● What this task involves: Whatever appears in the records should be given again exactly, down to the last mark.

Stored data entries:
• • •

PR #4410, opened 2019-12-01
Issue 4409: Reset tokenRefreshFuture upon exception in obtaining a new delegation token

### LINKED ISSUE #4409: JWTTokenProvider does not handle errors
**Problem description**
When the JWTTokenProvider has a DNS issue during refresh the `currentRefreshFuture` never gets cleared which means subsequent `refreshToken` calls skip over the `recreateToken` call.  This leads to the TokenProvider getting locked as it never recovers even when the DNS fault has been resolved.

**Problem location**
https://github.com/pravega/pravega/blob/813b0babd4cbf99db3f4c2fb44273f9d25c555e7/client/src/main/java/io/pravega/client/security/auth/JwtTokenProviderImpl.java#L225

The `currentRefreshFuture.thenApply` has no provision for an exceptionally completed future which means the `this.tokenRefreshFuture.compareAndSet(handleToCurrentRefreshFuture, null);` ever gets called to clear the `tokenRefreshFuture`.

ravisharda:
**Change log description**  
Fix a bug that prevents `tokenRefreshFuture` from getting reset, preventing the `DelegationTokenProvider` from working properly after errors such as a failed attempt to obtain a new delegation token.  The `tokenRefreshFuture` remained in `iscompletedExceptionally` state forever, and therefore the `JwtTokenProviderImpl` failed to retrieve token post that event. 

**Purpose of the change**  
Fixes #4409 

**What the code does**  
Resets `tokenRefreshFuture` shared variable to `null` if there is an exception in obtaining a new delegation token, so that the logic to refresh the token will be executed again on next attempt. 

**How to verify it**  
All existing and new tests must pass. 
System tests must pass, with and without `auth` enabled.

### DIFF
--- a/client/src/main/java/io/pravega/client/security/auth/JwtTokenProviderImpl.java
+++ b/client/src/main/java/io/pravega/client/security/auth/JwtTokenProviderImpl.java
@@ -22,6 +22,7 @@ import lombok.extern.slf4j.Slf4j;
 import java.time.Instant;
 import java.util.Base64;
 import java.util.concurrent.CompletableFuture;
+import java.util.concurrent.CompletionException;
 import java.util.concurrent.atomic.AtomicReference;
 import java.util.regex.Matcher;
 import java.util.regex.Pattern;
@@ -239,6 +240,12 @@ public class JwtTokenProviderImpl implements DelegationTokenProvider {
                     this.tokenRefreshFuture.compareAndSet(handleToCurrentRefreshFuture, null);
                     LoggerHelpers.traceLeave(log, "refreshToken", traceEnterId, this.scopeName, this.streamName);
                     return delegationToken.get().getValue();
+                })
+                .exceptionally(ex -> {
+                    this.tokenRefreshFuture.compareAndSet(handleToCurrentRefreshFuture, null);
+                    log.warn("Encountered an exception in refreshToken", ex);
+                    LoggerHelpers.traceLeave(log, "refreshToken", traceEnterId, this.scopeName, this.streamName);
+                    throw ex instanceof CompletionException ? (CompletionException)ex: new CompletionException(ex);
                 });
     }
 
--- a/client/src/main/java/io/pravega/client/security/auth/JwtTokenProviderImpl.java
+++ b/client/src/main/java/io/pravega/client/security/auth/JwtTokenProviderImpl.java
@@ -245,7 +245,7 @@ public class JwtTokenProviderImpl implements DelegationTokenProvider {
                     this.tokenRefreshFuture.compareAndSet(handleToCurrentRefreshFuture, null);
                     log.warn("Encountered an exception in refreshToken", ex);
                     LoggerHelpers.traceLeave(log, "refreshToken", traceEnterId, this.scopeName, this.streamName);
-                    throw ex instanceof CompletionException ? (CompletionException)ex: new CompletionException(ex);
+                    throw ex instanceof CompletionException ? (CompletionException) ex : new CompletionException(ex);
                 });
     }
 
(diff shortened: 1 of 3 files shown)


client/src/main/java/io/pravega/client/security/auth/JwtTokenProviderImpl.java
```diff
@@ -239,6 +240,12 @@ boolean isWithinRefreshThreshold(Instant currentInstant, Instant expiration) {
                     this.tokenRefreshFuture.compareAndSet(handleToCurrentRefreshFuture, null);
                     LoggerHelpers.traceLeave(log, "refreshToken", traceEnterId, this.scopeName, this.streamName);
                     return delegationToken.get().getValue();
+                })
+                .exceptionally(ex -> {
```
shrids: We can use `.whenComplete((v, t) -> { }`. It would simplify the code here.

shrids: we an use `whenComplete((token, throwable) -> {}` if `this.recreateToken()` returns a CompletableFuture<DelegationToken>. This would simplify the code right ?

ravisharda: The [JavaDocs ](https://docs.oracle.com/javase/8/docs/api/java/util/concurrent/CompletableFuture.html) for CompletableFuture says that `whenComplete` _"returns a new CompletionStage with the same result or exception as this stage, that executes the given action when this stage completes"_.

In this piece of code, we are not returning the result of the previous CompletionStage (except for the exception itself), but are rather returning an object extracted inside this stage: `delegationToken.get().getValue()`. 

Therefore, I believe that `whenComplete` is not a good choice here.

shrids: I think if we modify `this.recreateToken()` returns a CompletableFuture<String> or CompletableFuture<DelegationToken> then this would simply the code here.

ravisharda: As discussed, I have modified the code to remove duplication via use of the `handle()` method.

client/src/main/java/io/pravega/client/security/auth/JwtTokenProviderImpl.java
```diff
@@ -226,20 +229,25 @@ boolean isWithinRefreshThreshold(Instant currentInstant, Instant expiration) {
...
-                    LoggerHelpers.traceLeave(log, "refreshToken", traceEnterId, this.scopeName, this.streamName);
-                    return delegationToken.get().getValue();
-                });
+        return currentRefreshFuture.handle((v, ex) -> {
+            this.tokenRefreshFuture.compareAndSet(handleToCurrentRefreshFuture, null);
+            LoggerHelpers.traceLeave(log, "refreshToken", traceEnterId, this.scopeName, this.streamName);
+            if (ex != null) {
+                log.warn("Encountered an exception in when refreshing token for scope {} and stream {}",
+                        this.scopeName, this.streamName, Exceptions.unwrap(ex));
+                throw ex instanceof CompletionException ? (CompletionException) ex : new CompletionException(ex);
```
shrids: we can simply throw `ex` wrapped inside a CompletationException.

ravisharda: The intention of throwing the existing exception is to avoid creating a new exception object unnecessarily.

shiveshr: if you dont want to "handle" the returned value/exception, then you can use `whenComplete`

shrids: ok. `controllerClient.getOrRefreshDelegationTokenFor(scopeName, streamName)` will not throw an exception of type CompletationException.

• • •

● Task response:
PR #4410, opened 2019-12-01
Issue 4409: Reset tokenRefreshFuture upon exception in obtaining a new delegation token

### LINKED ISSUE #4409: JWTTokenProvider does not handle errors
**Problem description**
When the JWTTokenProvider has a DNS issue during refresh the `currentRefreshFuture` never gets cleared which means subsequent `refreshToken` calls skip over the `recreateToken` call.  This leads to the TokenProvider getting locked as it never recovers even when the DNS fault has been resolved.

**Problem location**
https://github.com/pravega/pravega/blob/813b0babd4cbf99db3f4c2fb44273f9d25c555e7/client/src/main/java/io/pravega/client/security/auth/JwtTokenProviderImpl.java#L225

The `currentRefreshFuture.thenApply` has no provision for an exceptionally completed future which means the `this.tokenRefreshFuture.compareAndSet(handleToCurrentRefreshFuture, null);` ever gets called to clear the `tokenRefreshFuture`.

ravisharda:
**Change log description**  
Fix a bug that prevents `tokenRefreshFuture` from getting reset, preventing the `DelegationTokenProvider` from working properly after errors such as a failed attempt to obtain a new delegation token.  The `tokenRefreshFuture` remained in `iscompletedExceptionally` state forever, and therefore the `JwtTokenProviderImpl` failed to retrieve token post that event. 

**Purpose of the change**  
Fixes #4409 

**What the code does**  
Resets `tokenRefreshFuture` shared variable to `null` if there is an exception in obtaining a new delegation token, so that the logic to refresh the token will be executed again on next attempt. 

**How to verify it**  
All existing and new tests must pass. 
System tests must pass, with and without `auth` enabled.

### DIFF
--- a/client/src/main/java/io/pravega/client/security/auth/JwtTokenProviderImpl.java
+++ b/client/src/main/java/io/pravega/client/security/auth/JwtTokenProviderImpl.java
@@ -22,6 +22,7 @@ import lombok.extern.slf4j.Slf4j;
 import java.time.Instant;
 import java.util.Base64;
 import java.util.concurrent.CompletableFuture;
+import java.util.concurrent.CompletionException;
 import java.util.concurrent.atomic.AtomicReference;
 import java.util.regex.Matcher;
 import java.util.regex.Pattern;
@@ -239,6 +240,12 @@ public class JwtTokenProviderImpl implements DelegationTokenProvider {
                     this.tokenRefreshFuture.compareAndSet(handleToCurrentRefreshFuture, null);
                     LoggerHelpers.traceLeave(log, "refreshToken", traceEnterId, this.scopeName, this.streamName);
                     return delegationToken.get().getValue();
+                })
+                .exceptionally(ex -> {
+                    this.tokenRefreshFuture.compareAndSet(handleToCurrentRefreshFuture, null);
+                    log.warn("Encountered an exception in refreshToken", ex);
+                    LoggerHelpers.traceLeave(log, "refreshToken", traceEnterId, this.scopeName, this.streamName);
+                    throw ex instanceof CompletionException ? (CompletionException)ex: new CompletionException(ex);
                 });
     }
 
--- a/client/src/main/java/io/pravega/client/security/auth/JwtTokenProviderImpl.java
+++ b/client/src/main/java/io/pravega/client/security/auth/JwtTokenProviderImpl.java
@@ -245,7 +245,7 @@ public class JwtTokenProviderImpl implements DelegationTokenProvider {
                     this.tokenRefreshFuture.compareAndSet(handleToCurrentRefreshFuture, null);
                     log.warn("Encountered an exception in refreshToken", ex);
                     LoggerHelpers.traceLeave(log, "refreshToken", traceEnterId, this.scopeName, this.streamName);
-                    throw ex instanceof CompletionException ? (CompletionException)ex: new CompletionException(ex);
+                    throw ex instanceof CompletionException ? (CompletionException) ex : new CompletionException(ex);
                 });
     }
 
(diff shortened: 1 of 3 files shown)


client/src/main/java/io/pravega/client/security/auth/JwtTokenProviderImpl.java
```diff
@@ -239,6 +240,12 @@ boolean isWithinRefreshThreshold(Instant currentInstant, Instant expiration) {
                     this.tokenRefreshFuture.compareAndSet(handleToCurrentRefreshFuture, null);
                     LoggerHelpers.traceLeave(log, "refreshToken", traceEnterId, this.scopeName, this.streamName);
                     return delegationToken.get().getValue();
+                })
+                .exceptionally(ex -> {
```
shrids: We can use `.whenComplete((v, t) -> { }`. It would simplify the code here.

shrids: we an use `whenComplete((token, throwable) -> {}` if `this.recreateToken()` returns a CompletableFuture<DelegationToken>. This would simplify the code right ?

ravisharda: The [JavaDocs ](https://docs.oracle.com/javase/8/docs/api/java/util/concurrent/CompletableFuture.html) for CompletableFuture says that `whenComplete` _"returns a new CompletionStage with the same result or exception as this stage, that executes the given action when this stage completes"_.

In this piece of code, we are not returning the result of the previous CompletionStage (except for the exception itself), but are rather returning an object extracted inside this stage: `delegationToken.get().getValue()`. 

Therefore, I believe that `whenComplete` is not a good choice here.

shrids: I think if we modify `this.recreateToken()` returns a CompletableFuture<String> or CompletableFuture<DelegationToken> then this would simply the code here.

ravisharda: As discussed, I have modified the code to remove duplication via use of the `handle()` method.

client/src/main/java/io/pravega/client/security/auth/JwtTokenProviderImpl.java
```diff
@@ -226,20 +229,25 @@ boolean isWithinRefreshThreshold(Instant currentInstant, Instant expiration) {
...
-                    LoggerHelpers.traceLeave(log, "refreshToken", traceEnterId, this.scopeName, this.streamName);
-                    return delegationToken.get().getValue();
-                });
+        return currentRefreshFuture.handle((v, ex) -> {
+            this.tokenRefreshFuture.compareAndSet(handleToCurrentRefreshFuture, null);
+            LoggerHelpers.traceLeave(log, "refreshToken", traceEnterId, this.scopeName, this.streamName);
+            if (ex != null) {
+                log.warn("Encountered an exception in when refreshing token for scope {} and stream {}",
+                        this.scopeName, this.streamName, Exceptions.unwrap(ex));
+                throw ex instanceof CompletionException ? (CompletionException) ex : new CompletionException(ex);
```
shrids: we can simply throw `ex` wrapped inside a CompletationException.

ravisharda: The intention of throwing the existing exception is to avoid creating a new exception object unnecessarily.

shiveshr: if you dont want to "handle" the returned value/exception, then you can use `whenComplete`

shrids: ok. `controllerClient.getOrRefreshDelegationTokenFor(scopeName, streamName)` will not throw an exception of type CompletationException.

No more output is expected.